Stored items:

PR #1533, opened 2025-10-01
fix: add warning when tenant received without secret store details

d0ugal:
Add a log line if we receive tenants without secret store. This will help identify any issues related to missing secret configuration.

### DIFF
--- a/internal/tenants/manager.go
+++ b/internal/tenants/manager.go
@@ -126,6 +126,12 @@ func (tm *Manager) updateTenant(tenant sm.Tenant) {
 
 	info.mutex.Lock()
 	if info.tenant == nil || info.tenant.Modified < tenant.Modified {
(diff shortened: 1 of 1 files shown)


internal/tenants/manager.go
```diff
@@ -126,6 +126,12 @@ func (tm *Manager) updateTenant(tenant sm.Tenant) {
 
 	info.mutex.Lock()
 	if info.tenant == nil || info.tenant.Modified < tenant.Modified {
+		if tenant.SecretStore == nil {
+			tm.logger.Warn().
+				Int64("tenantId", tenant.Id).
+				Msg("tenant received from API without secret store details")
+		}
```
Pokom, line 133: Do warn's get logged automatically in

Pokom (approved):

PR #1542, opened 2025-10-06
chore: add further debug logging around secrets

d0ugal:


internal/secrets/tenant.go
```diff
@@ -34,10 +34,12 @@ func NewTenantSecrets(tp TenantProvider, logger zerolog.Logger) *TenantSecrets {
 
 // GetSecretCredentials gets the secret store configuration for a tenant (backward compatibility)
 func (ts *TenantSecrets) GetSecretCredentials(ctx context.Context, tenantID model.GlobalID) (*sm.SecretStore, error) {
-	if ts.logger.GetLevel() <= zerolog.DebugLevel {
-		tenantID, regionID := model.GetLocalAndRegionIDs(tenantID)
-		ts.logger.Debug().Int("regionID", regionID).Int64("tenantId", tenantID).Msg("getting secret credentials")
-	}
```
d0ugal, line 40: I don't fully understand why it was done this way previously with the if statement.

nadiamoe: Maybe to save the call to `model.GetLocalAndRegionIDs`? I'm not sure if that one is particularly expensive.

nadiamoe: Made a quick check and `model.GetLocalAndRegionIDs` seems to be simple arithmetic, so doing it unconditionally looks good to me.

nadiamoe (approved):

internal/secrets/tenant.go
d0ugal: Thanks!

PR #1576, opened 2025-10-29
feat: Apply jitter to tenants cache

ka3de:
Tenant data is mostly requested from scrapers when a check execution happens. The actual scraper start time has a jitter to randomize checks start up, as most checks are received as a bulk on initial connection. However that jitter is kept small on purpose in order to not delay checks, that makes more sense particularly for new checks.

Therefore this commit applies a jitter at the tenants cache level of up to 25% of the entry timeout (currently 15m). This is only applied when there are no expiration considerations tied to the secrets functionality.

Updates grafana/synthetic-monitoring/issues/378

---
If we take a look at the requests to fetch tenant data that are made from probes, looking per cluster level we can see a certain pattern that matches the current default timeout ([query](https://ops.grafana-ops.net/explore?schemaVersion=1&panes=%7B%22uvt%22:%7B%22datasource%22:%22000000134%22,%22queries%22:%5B%7B%22refId%22:%22A%22,%22expr%22:%22sum%20by%28cluster%29%28rate%28server_tenant_request_duration_seconds_count%7Bcluster%3D~%5C%22pop-prod-.%2A%5C%22,%20job%3D%5C%22sm-proxy%2Fsm-proxy%5C%22%7D%5B$__rate_interval%5D%29%29%22,%22range%22:true,%22instant%22:true,%22datasource%22:%7B%22type%22:%22prometheus%22,%22uid%22:%22000000134%22%7D,%22editorMode%22:%22code%22,%22legendFormat%22:%22__auto%22%7D%5D,%22range%22:%7B%22from%22:%221761710482733%22,%22to%22:%221761732023692%22%7D,%22compact%22:false%7D%7D&orgId=1)):
Screenshot from 2025-10-29 11-03-12
This change aims to randomize and spread that distribution.

### DIFF
--- a/internal/tenants/manager.go
+++ b/internal/tenants/manager.go
@@ -3,12 +3,19 @@ package tenants
 import (
 	"context"
 	"math"
+	"math/rand/v2"
 	"sync"
 	"time"
 
 	"github.com/grafana/synthetic-monitoring-agent/internal/pusher"
 	sm "github.com/grafana/synthetic-monitoring-agent/pkg/pb/synthetic_monitoring"
 	"github.com/rs/zerolog"
+)
+
+const (
+	// DefaultCacheTimeout is the default timeout for the tenant cache.
+	DefaultCacheTimeout = 15 * time.Minute
+	defaultCacheJitter  = 0.25 // 25% jitter
 )
 
 // isSecretStoreConfigured returns true if the SecretStore has both URL and token configured.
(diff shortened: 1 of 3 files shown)


internal/tenants/manager.go
```diff
@@ -141,11 +148,16 @@ func (tm *Manager) calculateValidUntil(tenant *sm.Tenant) time.Time {
 		}
 	}
 
-	validUntil := now.Add(tm.timeout)
+	// In case where the expiration time is set based on the default timeout,
+	// apply a jitter to avoid many agents from hitting the API at the same time.
+	jitterDuration := time.Duration(rand.Float64() * defaultCacheJitter * float64(tm.timeout))
```
Pokom, line 153: Is there any value in logging out the jitterDuration? I'm not sure if it would be a helpful signal for us to watch for in case

ka3de: I don't think there's value on it, all we would get is a number between 0s and 225s. Same applies if we log the full expiration time set for the entry. There are more particular cases for when the secret store expiration time has an impact in the entry expiration time calculation, but these are already covered by logging (that's debug level logging, but I think that's the right scope).
What is your reasoning to consider logging the jitter time?

Pokom: > all we would get is a number between 0s and 225s.

That makes sense. My main reasoning for logging the value  was basically "What if we got the jitter calculation wrong, how would we know?". It would be more practical to write a test to ensure the boundaries are always enforced than it would be to log it out 👍🏻

ka3de: There are tests. See https://github.com/grafana/synthetic-monitoring-agent/blob/9c79f1d3eaf04c8bd6b9ea9d09c9e2e4850acf3b/internal/tenants/manager_test.go#L168

Issue #1350, opened 2025-06-17
Adhoc check 504s give the impression something is wrong


peterschretlen:
Internal feedback:  In private probes, it's common to see logs with `504 (Gateway Timeout)` every 5 minutes. The logs looks like this:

- [The task] Every line of the data above should be output exactly as written.

- [Response below]
PR #1533, opened 2025-10-01
fix: add warning when tenant received without secret store details

d0ugal:
Add a log line if we receive tenants without secret store. This will help identify any issues related to missing secret configuration.

### DIFF
--- a/internal/tenants/manager.go
+++ b/internal/tenants/manager.go
@@ -126,6 +126,12 @@ func (tm *Manager) updateTenant(tenant sm.Tenant) {
 
 	info.mutex.Lock()
 	if info.tenant == nil || info.tenant.Modified < tenant.Modified {
(diff shortened: 1 of 1 files shown)


internal/tenants/manager.go
```diff
@@ -126,6 +126,12 @@ func (tm *Manager) updateTenant(tenant sm.Tenant) {
 
 	info.mutex.Lock()
 	if info.tenant == nil || info.tenant.Modified < tenant.Modified {
+		if tenant.SecretStore == nil {
+			tm.logger.Warn().
+				Int64("tenantId", tenant.Id).
+				Msg("tenant received from API without secret store details")
+		}
```
Pokom, line 133: Do warn's get logged automatically in

Pokom (approved):

PR #1542, opened 2025-10-06
chore: add further debug logging around secrets

d0ugal:


internal/secrets/tenant.go
```diff
@@ -34,10 +34,12 @@ func NewTenantSecrets(tp TenantProvider, logger zerolog.Logger) *TenantSecrets {
 
 // GetSecretCredentials gets the secret store configuration for a tenant (backward compatibility)
 func (ts *TenantSecrets) GetSecretCredentials(ctx context.Context, tenantID model.GlobalID) (*sm.SecretStore, error) {
-	if ts.logger.GetLevel() <= zerolog.DebugLevel {
-		tenantID, regionID := model.GetLocalAndRegionIDs(tenantID)
-		ts.logger.Debug().Int("regionID", regionID).Int64("tenantId", tenantID).Msg("getting secret credentials")
-	}
```
d0ugal, line 40: I don't fully understand why it was done this way previously with the if statement.

nadiamoe: Maybe to save the call to `model.GetLocalAndRegionIDs`? I'm not sure if that one is particularly expensive.

nadiamoe: Made a quick check and `model.GetLocalAndRegionIDs` seems to be simple arithmetic, so doing it unconditionally looks good to me.

nadiamoe (approved):

internal/secrets/tenant.go
d0ugal: Thanks!

PR #1576, opened 2025-10-29
feat: Apply jitter to tenants cache

ka3de:
Tenant data is mostly requested from scrapers when a check execution happens. The actual scraper start time has a jitter to randomize checks start up, as most checks are received as a bulk on initial connection. However that jitter is kept small on purpose in order to not delay checks, that makes more sense particularly for new checks.

Therefore this commit applies a jitter at the tenants cache level of up to 25% of the entry timeout (currently 15m). This is only applied when there are no expiration considerations tied to the secrets functionality.

Updates grafana/synthetic-monitoring/issues/378

---
If we take a look at the requests to fetch tenant data that are made from probes, looking per cluster level we can see a certain pattern that matches the current default timeout ([query](https://ops.grafana-ops.net/explore?schemaVersion=1&panes=%7B%22uvt%22:%7B%22datasource%22:%22000000134%22,%22queries%22:%5B%7B%22refId%22:%22A%22,%22expr%22:%22sum%20by%28cluster%29%28rate%28server_tenant_request_duration_seconds_count%7Bcluster%3D~%5C%22pop-prod-.%2A%5C%22,%20job%3D%5C%22sm-proxy%2Fsm-proxy%5C%22%7D%5B$__rate_interval%5D%29%29%22,%22range%22:true,%22instant%22:true,%22datasource%22:%7B%22type%22:%22prometheus%22,%22uid%22:%22000000134%22%7D,%22editorMode%22:%22code%22,%22legendFormat%22:%22__auto%22%7D%5D,%22range%22:%7B%22from%22:%221761710482733%22,%22to%22:%221761732023692%22%7D,%22compact%22:false%7D%7D&orgId=1)):
Screenshot from 2025-10-29 11-03-12
This change aims to randomize and spread that distribution.

### DIFF
--- a/internal/tenants/manager.go
+++ b/internal/tenants/manager.go
@@ -3,12 +3,19 @@ package tenants
 import (
 	"context"
 	"math"
+	"math/rand/v2"
 	"sync"
 	"time"
 
 	"github.com/grafana/synthetic-monitoring-agent/internal/pusher"
 	sm "github.com/grafana/synthetic-monitoring-agent/pkg/pb/synthetic_monitoring"
 	"github.com/rs/zerolog"
+)
+
+const (
+	// DefaultCacheTimeout is the default timeout for the tenant cache.
+	DefaultCacheTimeout = 15 * time.Minute
+	defaultCacheJitter  = 0.25 // 25% jitter
 )
 
 // isSecretStoreConfigured returns true if the SecretStore has both URL and token configured.
(diff shortened: 1 of 3 files shown)


internal/tenants/manager.go
```diff
@@ -141,11 +148,16 @@ func (tm *Manager) calculateValidUntil(tenant *sm.Tenant) time.Time {
 		}
 	}
 
-	validUntil := now.Add(tm.timeout)
+	// In case where the expiration time is set based on the default timeout,
+	// apply a jitter to avoid many agents from hitting the API at the same time.
+	jitterDuration := time.Duration(rand.Float64() * defaultCacheJitter * float64(tm.timeout))
```
Pokom, line 153: Is there any value in logging out the jitterDuration? I'm not sure if it would be a helpful signal for us to watch for in case

ka3de: I don't think there's value on it, all we would get is a number between 0s and 225s. Same applies if we log the full expiration time set for the entry. There are more particular cases for when the secret store expiration time has an impact in the entry expiration time calculation, but these are already covered by logging (that's debug level logging, but I think that's the right scope).
What is your reasoning to consider logging the jitter time?

Pokom: > all we would get is a number between 0s and 225s.

That makes sense. My main reasoning for logging the value  was basically "What if we got the jitter calculation wrong, how would we know?". It would be more practical to write a test to ensure the boundaries are always enforced than it would be to log it out 👍🏻

ka3de: There are tests. See https://github.com/grafana/synthetic-monitoring-agent/blob/9c79f1d3eaf04c8bd6b9ea9d09c9e2e4850acf3b/internal/tenants/manager_test.go#L168

Issue #1350, opened 2025-06-17
Adhoc check 504s give the impression something is wrong


peterschretlen:
Internal feedback:  In private probes, it's common to see logs with `504 (Gateway Timeout)` every 5 minutes. The logs looks like this:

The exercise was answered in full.